関係者によると、諏訪内さんはCDの売り上げや公演料など国内の所得については申告していたが、海外で得た収入を申告しておらず、同国税局は仮装・隠蔽を伴う所得隠しに当たると判断したもようだ。経理ミスを合わせた申告漏れは約9千万円に上るとみられる。(日本経済新聞2011年7月12日記事「バイオリニスト・諏訪内さん、7000万円所得隠し 国税局指摘 海外公演などの報酬申告せず」より)
「海外で得た収入を申告しておらず」とあるのは、意図的なものでしょう。これを見ても、別に音楽家だからといって聖人君子であるわけではなく、そもそも大金を受け取ったら税の納付を免れようといろいろ知恵を巡らすのは、むしろ人間的だなーという感慨すら覚えます。それに、ワーグナーみたいにしょうもないエピソードばかりの奴だっていますし。

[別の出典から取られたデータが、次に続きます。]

PR #430, opened 2023-11-06
feat: api landing page favico, misc fixes

kilrau:
Closes https://github.com/BoltzExchange/api-landing/issues/2


lib/api/static/api.html
```diff
@@ -41,10 +42,10 @@
...
-  <h1>Privacy First, Non-Custodial Bitcoin Exchange</h1>
-  <p>Can't be evil. You are in control of your money. Always.</p>
+  <h1>API Endpoint</h1>
```
michael1011, line 45: I don't like this heading. Looks a little out of place

lib/api/static/api.html
```diff
@@ -41,10 +42,10 @@
...
+  <a class="btn" target="_blank" href="https://docs.boltz.exchange/v/api/">API Docs</a>
+  <a class="btn" target="_blank" href="https://api.boltz.exchange/getpairs">API Test</a>
```
michael1011, line 47: It's also in the docs and seems redundant here

michael1011 (changes requested):

lib/api/static/api.html
kilrau: Heading as in *different heading style* or *wording*?

lib/api/static/api.html
kilrau: The `API Test` button? I knew you wouldn't. Removed.

PR #463, opened 2024-01-15
docs: redeem script clarification

kilrau:


docs/api.md
```diff
@@ -207,7 +207,7 @@ For UTXO chains, `/createswap` requests have to contain one additional parameter
 
 Responses also contain one additional value:
 
-* `redeemScript`: redeem script from which the `address` is derived. The redeem script can (and should!) be used to verify that Boltz didn't try to cheat by providing an address without HTLC.
+* `redeemScript`: redeem script from which the `address` is derived. The redeem script should be used, [to verify](dont-trust.-verify.md#utxo-chain-address-verification) that Boltz didn't provide a different address.
```
michael1011, line 210: Different to what?
```suggestion
* `redeemScript`: redeem script from which the `address` is derived. The redeem script should be used, [to verify](dont-trust.-verify.md#utxo-chain-address-verification) that Boltz did provide the correct address.
```

PR #484, opened 2024-02-12
V2 docs

michael1011:


lib/api/v2/WebSocketHandler.ts
```diff
@@ -118,53 +117,63 @@ class WebSocketHandler {
...
+
+        const args = subscribeData.args.map((id) => {
+          const status = this.controller.pendingSwapInfos.get(id);
+          if (status === undefined) {
+            return {
+              id,
+              error: Errors.SWAP_NOT_FOUND(id).message,
+            };
+          }
+
```
jackstar12, line 152: Instead of updating the reverse maps seperately above, we can just do it here
```ts
this.swapToSockets.get(id).add(socket)
this.socketToSwaps.get(socket).add(id)
```

PR #485, opened 2024-02-15
Type fixes

Czino:
I found 2 minor differences between the actual data types used and what has been documented.


michael1011:
Nice catch! Thank you

PR #59, opened 2019-07-01
Add hammerdbrun to run command line scripts

xychar:
Add command line tool to run command line scripts directly instead of typing commands by hand.
This is mainly for Windows, as using pipe for standard input does not work on Windows.

### DIFF
--- a/ChangeLog
+++ b/ChangeLog
@@ -860,3 +860,9 @@ Bug fixes
 [#131] Duplicate Files with incorrect prefix in MySQL and Redis Directories
 
 Added Oracle Database Metrics based on Ashmon by Kyle Hailey, used with permission to add as GPLv3
+
+---------------------------------------------------------------------
+
+Version 3.1a Jul 2019
+
+Add command line tool hammerdbrun to run command line scripts
--- a/hammerdbrun
+++ b/hammerdbrun
@@ -1,0 +1,67 @@
+#!/bin/sh
+#########################################################################
+## \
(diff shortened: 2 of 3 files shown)


xychar:
Thank you @sm-shaw, you are right, I just copied the thought from the GUI app, I often  run the scripts remotely via SSH, the console version is slim and good enough. And also I can combine tasks in command line parameters, e.g. sometimes I only need create schema, but I may want run the workload following it.

xychar:
It would be better to add the functionality to hammerdbcli, not necessary to add another command line entry, I guess.

xychar:
If there are command line parameters, run the scripts and exit, otherwise go to interactive mode, that would be perfect.

sm-shaw:
OK v3.2 has been now been pushed to master - hammerdbcli and hammerdbcli.bat have been changed to add the functionality for this pull request in a different way . (hammerdb.bat has been changed as well to pass the arguments through on windows). With these versions what you need to do is something similar to the GUI such as:

`hammerdbcli auto script_to_run.tcl`

Please note that there is one difference between running a script in interactive mode and running a script directly like this. In interactive mode it has been set to enter the event loop automatically and therefore any script passed at the command line through a pipe will do this for you.  (The GUI also automatically enters the event loop). Passing a script this way will not enter the event loop automatically and therefore what you will need to do is add the following line to the end of the script you are going to run to do this.

`vwait forever`

Otherwise (because its multi-threaded) by default once it reaches the end of the script then it will exit.

xychar:
That's great, thank you Steve.

PR #60, opened 2019-07-11
Fix order of arguments to do_tpcc in pgoltp.tcl

marcocitus:
The $pg_dbase argument is in the wrong place causing errors when running against PostgreSQL (the password is used as the username).


sm-shaw:
I did some testing to verify and yes this  was the case and the commit fixes the issue so the pr has been merged - many thanks

PR #69, opened 2019-07-20
Allow passing in extra parameters for the user script

xychar:
I changed the command line parameter validation, to allow passing in extra parameters, so in the user script, we can get more flexibility to make use of the extra parameters, instead of changing user script every time.

For example, I can use it like this:
`bin\tclsh86t.exe auto my-script.tcl server=server1 port=5432`

### DIFF
--- a/hammerdb
+++ b/hammerdb
@@ -35,7 +35,7 @@ set UserDefaultDir [ file dirname [ info script ] ]
 namespace eval autostart {
     set autostartap "false"
     if {$argc == 0} { ; } else {
-    if {$argc != 2 || [lindex $argv 0] != "auto" } {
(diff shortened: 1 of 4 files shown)


xychar:
Also, I suggest to change the .bat file, do not use "START" and "exit" in the batch file.
I would be a bit annoying when I run it from command line, and it will close my current console.

Sometimes, I also want to run it in the same console window instead opening a new one.

xychar:
Yes, the colors also cause troubles when parsing the output by other tools. Anyway, will run the exe directly.

sm-shaw:
OK - lets not go ahead with this for the time being. Both are certainly reasonable suggestions however the default behaviour currently supported in both cases is the most failsafe way.

PR #91, opened 2020-01-14
Added Master/Slave Modes to CLI

sm-shaw:
These updates add the the Master Slave Modes feature to the CLI (https://www.hammerdb.com/docs/ch12.html.)  Setting an instance of HammerDB as a Master enables connecting other instances as Slaves that are then driven by the commands from the Master. Feature is typically used for testing virtualization and clustering.

### DIFF
--- a/hammerdbcli
+++ b/hammerdbcli
@@ -51,7 +51,7 @@ exit
       }
 }
 
-append modulelist { Thread msgcat xml tclreadline }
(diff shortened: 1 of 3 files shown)


abondvt89:
This pull request was accepted as a passed motion of the TPC OSS subcommittee on January 21, 2020.

PR #92, opened 2020-01-18
Refactor Postgres procedural code for performance

daveweb39:
Rewrite of the functions and stored procedures using bulk processing and more RETURNING functionality.  The approach taken is based on that the in Oracle TPC-C Full Disclosure report: http://c970058.r58.cf2.rackcdn.com/fdr/tpcc/Cisco-Oracle%20C240%20TPC-C%20FDR.pdf

On a CPU bound system, testing reveals increase in NOPM:
PG10: 51753 to 69200 (34%)
PG11: 62131 to 74166 (19%)

Whilst every effort has been made to verify no regression in performance, the lack of full regression pack makes it hard to be certain but the workload appears to be equivalent.

Note that one issue was "fixed" i.e. non local order distribution.  I don't believe this has any impact of workload but does adhere to the TPC-C specification.

### DIFF
--- a/src/generic/gentpcc.tcl
+++ b/src/generic/gentpcc.tcl
@@ -15,7 +15,7 @@ set wh [expr ((($myposition - 2) + ($addMore * $loadUserCount))%$w_id_input)+1]
 if {$addMore >= $whRequiredCount} {
 set addMore -1
 } else {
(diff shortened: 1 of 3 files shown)


abondvt89:
Pull Request unanimously approved by vote of the TPC-OSS subcommittee on February 4th, 2020

PR #97, opened 2020-02-07
Partitioning for Oracle ORDERS and HISTORY

sm-shaw:
Testing shows between 1-2% improvement at high performance levels by reducing buffer busy waits


abondvt89:
Accepting pull request as voted on February 18, 2020 in the TPC-OSS subcommittee.

Issue #99, opened 2020-02-20
Reverse print out of metrics to put NOPM ahead of TPM  for version compatibility


sm-shaw:
Currently HammerDB prints out a test result as follows: 
`Vuser 1:TEST RESULT : System achieved 3370315 PostgreSQL TPM at 1465149 NOPM`
where TPM is the user commits + user rollbacks from the database system metrics and NOPM the new orders per minute taken from the schema. 
suggested minor and simple change to reverse this print out to: 
`System achieved 1465149 NOPM at 3370315 PostgreSQL TPM`
The reason is to ensure ongoing compatibility given already committed (and potential future) changes to the stored procedures that changes the ratio between TPM and NOPM to ensure that the user is aware that NOPM gives the most consistent metric between releases and TPM should not be used to compare between versions.  For example between v3.2 and v3.3 when updating the SQL Server driver interface, script and correcting the NUMA imbalance and additional separate commit was removed from the driver script after each stored procedure call - this reduced the TPM however the NOPM (and the workload) stays the same.  For commited changes to the Oracle stored procedures at the next release testing shows the TPM remains similar but bulk operations increases the NOPM. Also if the user is running additional work on the system unrelated to HammerDB that will also be captured in the TPM metrics. TPM remains useful as it relates best to gathered database statistics and can be used in the graphical transaction counter without impacting the test in progress. However NOPM is the best metric for the performance of the HammerDB workload itself. Reversing the print out puts the most important metric first when updating the drivers.

PR #104, opened 2020-02-29
Reverse print out of metrics to put NOPM ahead of TPM

sm-shaw:
Detailed in Issue #99 - reports test results as NOPM from TPM


abondvt89:
Accepting pull request as voted on March 3, 2020 in the TPC-OSS subcommittee.

Issue #100, opened 2020-02-20
Move redis workload to unsupported status


sm-shaw:
The redis implementation in HammerDB stands apart from the other databases in being non-relational  with the application logic in the client.  Also being a single threaded database Redis does not scale for OLTP workloads and is not considered fair to compare to a full database: ie https://redis.io/topics/benchmarks 
Redis is, mostly, a single-threaded server from the POV of commands execution (actually modern versions of Redis use threads for different things). It is not designed to benefit from multiple CPU cores. People are supposed to launch several Redis instances to scale out on several cores if needed. **It is not really fair to compare one single Redis instance to a multi-threaded data store.**
Redis also does not support analytic workloads. 
Suggest to move Redis to unsupported at next release so it does not show as an option in the GUI by default but will remain to be enabled if required. This enables better focus on the currently supported top 5 relational databases in the db-engines ranking https://db-engines.com/en/ranking

This change simply requries moving the comment line in database.xml above the redis configuration with consideration for removal to be decided at a future point in time.

`<!--Trafodion deprecated, uncomment to enable as unsupported`

PR #105, opened 2020-02-29
Deprecated Redis

sm-shaw:
Detailed in issue #100 commented out Redis so it doesn't show in the default database list due to single threaded performance bottleneck. User can still uncomment to use unsupported. Will not develop further features such as graphical statistics for unsupported workloads.


abondvt89:
Accepting pull request as voted on March 3, 2020 in the TPC-OSS subcommittee.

最近、ああこれは人間的だと思ったのが和波たかよしさんの『ヴァイオリンは見た』というエッセイ。視覚障害者としてのハンデを克服しつつ、東京とロンドンの二拠点でソリストとして活躍していた和波さん。多忙にもかかわらず、桐朋学園大学の非常勤講師として学生の指導という重責も担っていました。その傍らには、ピアニストであり妻でもある土屋美寧子さんが常に寄り添い、たまには衝突もしながら長い人生をともに歩んでくれていました。50代に差し掛かり(この本は1999年出版です)、自らのキャリアを振り返りつつも、未来に向けた展望を最終章で語っています。
ところが、
夢中で練習しているときに「マンションはいかがですか」などと見も知らぬセールスマンから電話がかかってきたりすると、思わず怒りに任せて受話器を叩きつけてしまい、後から「礼儀知らずの相手にこちらまで無礼になってはだめじゃないか」と自己嫌悪に陥ることもある。
ガクッ。さっきまでいい話をしていていい雰囲気で本が完結しそうだったのに、一気に現実に引き戻されました。私なら電話なんか絶対に無視しますし、練習中ともなればなおさらです。しかし和波さんはいい人なのか、正直者なのか、電話に出てしまった。その時点でセールスマンの術中にはまっているも同然であり、赤の他人の経済活動に協力してしまいました。でも「怒りに任せて受話器を叩きつけ」なんてやけに人間的で正直者すぎて、私は笑ってしまいました。